» WORK ITEM: Track down each line below containing the string "Covariant" and copy it.

────────────────────

PR #504, opened 2021-01-18
Rename name collisions

### LINKED ISSUE #312: Traversable.foreach name collision
@felher brought this up in the Discord and I thought we should create an issue to track it.

Since most collections already have `foreach` on them, this can result in name collisions. A different name would prevent having to write stuff like `Traversable[Vector].foreach(vec)(function)`

@jdegoes also agreed that it needs to be renamed because of this.

It's not a problem in ZIO itself, but given how providing syntax/ops in Scala works, it's an issue in zio-prelude.

Also, it might be a good idea to give other methods a quick scan to see if there are other common name collisions. Better to catch them early.

kitlangton:
closes #312 as well as a collision for `reduce` in NonEmptyTraversable.

I left untouched anything that didn't collide, including `foreach1` and `foreach_`. Perhaps we want to change these as well for internal consistency? 

UPDATE: As discussed below, I've actually undone this ^^^ and instead added `reduce0` and `foreach0` to _only_ the implicit classes.

### DIFF
--- a/benchmarks/src/main/scala/zio/prelude/StateBenchmarks.scala
+++ b/benchmarks/src/main/scala/zio/prelude/StateBenchmarks.scala
@@ -116,7 +116,7 @@ class StateBenchmarks {
   @Benchmark
   def zioEffectfulTraversal(): Int =
     State
-      .foreach(list) { el =>
+      .forEach(list) { el =>
         State.get[Int].flatMap(s => State.set(s + el))
       }
       .runState(0)
--- a/core/shared/src/main/scala-2.11-2.12/zio/prelude/InvariantVersionSpecific.scala
+++ b/core/shared/src/main/scala-2.11-2.12/zio/prelude/InvariantVersionSpecific.scala
@@ -5,11 +5,11 @@ import scala.collection.generic.CanBuildFrom
 trait InvariantVersionSpecific {
 
   /**
-   * Derives a `Traverable[F]` from an `Iterable[F]`.
+   * Derives a `ForEach[F]` from an `Iterable[F]`.
    */
-  implicit def IterableTraversable[F[+a] <: Iterable[a]](implicit derive: DeriveCanBuildFrom[F]): Traversable[F] =
-    new Traversable[F] {
-      def foreach[G[+_]: IdentityBoth: Covariant, A, B](fa: F[A])(f: A => G[B]): G[F[B]] =
+  implicit def IterableForEach[F[+a] <: Iterable[a]](implicit derive: DeriveCanBuildFrom[F]): ForEach[F] =
+    new ForEach[F] {
+      def forEach[G[+_]: IdentityBoth: Covariant, A, B](fa: F[A])(f: A => G[B]): G[F[B]] =
         fa.foldLeft(derive.derive[B](fa).succeed)((bs, a) => bs.zipWith(f(a))(_ += _)).map(_.result())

────────────────────

» YOUR SOLUTION:
-      def foreach[G[+_]: IdentityBoth: Covariant, A, B](fa: F[A])(f: A => G[B]): G[F[B]] =
+      def forEach[G[+_]: IdentityBoth: Covariant, A, B](fa: F[A])(f: A => G[B]): G[F[B]] =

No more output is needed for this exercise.